Жестоким было их положение. Некоторые, конечно, искали покоя и тишины в монастыре; но в те дни монастырь был смертью для мира. О благотворительных орденах Франциска и Доминика тогда еще не мечтали. Только великие созерцательные ордена предлагали абсолютное отречение и абсолютное уединение. Робкие и привязанные к миру сердца не могли так полностью отказаться от него; многие деятельные и энергичные души не чувствовали призвания к мечтательному покою монастырской монахини. И для них мир был суров. Они должны были просить хлеб, который их труд мог заработать лишь в редких случаях. Одно ужасное ремесло, которое желания мужчин всегда оставляют открытым для отчаяния женщин, одно ремесло нашло много последовательниц. Но были чистые и святые женщины, и почтенные женщины, и умирающие женщины, которые не могли жить во грехе. И можно было увидеть на каждой рыночной площади несчастных и голодных просительниц, взывающих: «Ради Бога, дайте нам хлеба; хлеба ради любви Христовой!»

Swestrones Brod durch Got. Сестры хлеба ради Бога. Это имя часто встречается нам в поздних писаниях. Этот необычный титул стал привычным. Ибо когда мы читаем о жалостливом немонастырском благочестии, и когда мы читаем о смиренной заслуге, порицающей грехи высокомерных церковников, и в описаниях странных мистических ересей, и в списках интердиктов и сожжений, мы часто будем встречать в монашеской латыни Германии и Фландрии эту чужеземную фразу: мы снова услышим о Swestrones Brod durch Got.

II.

В 1180 году в Льеже жил некий добрый, заикающийся священник, известный из-за своей немощи как Ламберт ле Бег. Этот человек сжалился над обездоленными вдовами своего города. Несмотря на дефект речи, он был, как это часто бывает, человеком определенной силы и красноречия в проповеди. Его слова, которые ему было трудно подобрать, приносили убеждение, когда они звучали. Этот Ламберт так тронул сердца своих слушателей, что золото и серебро потекли к нему рекой, пожертвованные на облегчение участи тех обездоленных женщин Льежа, которые все еще вели добрую и благочестивую жизнь. На собранные таким образом деньги Ламберт построил небольшой квадрат из коттеджей с церковью посередине, больницей и кладбищем сбоку. Здесь он поселил этих бездомных вдов, по одной или две в каждом маленьком домике, а затем составил полумонашеский устав, который должен был направлять их жизнь. Устав был очень простым, совершенно неформальным: никаких обетов, никакого великого отречения не связывало Swestrones Brod durch Got. Определенное время дня отводилось для молитвы и благочестивого размышления; остальные часы они проводили за прядением или шитьем, поддерживая чистоту в своих домах, или же ходили в качестве сиделок во время болезней в дома горожан. Им было велено быть послушными и целомудренными, пока они остаются в сестринстве, но они могли снова выйти замуж по своему желанию без всякого позора. Если богатые женщины решали присоединиться к новой и несанкционированной гильдии, они могли оставить часть своего богатства любому наследнику, которому пожелают. Таким образом, эти женщины, хотя и благочестивые и уединенные, все еще оставались в мире и были частью мира; они помогали в его бедах и делили его скорби, и по своему выбору могли вернуться к борьбе.

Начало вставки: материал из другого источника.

PR #162, opened 2026-08-17
fix(hive): main-process inbox-wake watchdog for workers

### LINKED ISSUE #151: Worker agents can permanently stall on a delivered inbox message — worker wake is renderer-only with no main-process retry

Вскоре мы находим, что имя Swestrones Brod durch Got вытесняется более привычным титулом бегинок, или бегинов. Разные авторитеты дают разные происхождения этому слову. Некоторые, слишком фантастические, возводят имя к святой Бегге, святой монахине седьмого века. Некоторые думали, что оно было взято в память об основателе, благотворительном Ламберте ле Беге. Другие полагают, что, подобно мистикам, или бормочущим, лоллардам, или гудящим, папелхардам, или болтунам, бегинки, или заики, получили такое прозвище из-за своего постоянного бормотания в молитве. Это правдоподобно; но не так правдоподобно, как предположение доктора Мосхайма и М. Огюста Жюндта, которые производят слово «бегинка» от фламандского глагола beggen — просить милостыню. Ибо мы знаем, что эти благочестивые женщины были настоящими нищими; и нищими они должны были стать снова.

С удивительной быстротой новый орден распространился по Нидерландам, Франции и Германии. В каждом городе был свой избыток бездомных и благочестивых вдов, а также небольшая квота женщин, которые хотели провести свою жизнь в делании добра, но не имели призвания к монастырю. Бегинаж, как его называли, стал домом и убежищем для обеих категорий. До 1250 года бегинки, или просящие сестры, были в Тирлемоне, Валансьене, Дуэ, Генте, Лёвене и Антверпене во Фландрии; во всех главных городах Франции, особенно в Камбре, где их число превышало тысячу; в Базеле и Берне в Швейцарии; в Любеке, Гамбурге, Магдебурге и многих городах Германии, с двумя тысячами бегинок в Кёльне и многочисленными бегинажами в благочестивом городе Страсбурге.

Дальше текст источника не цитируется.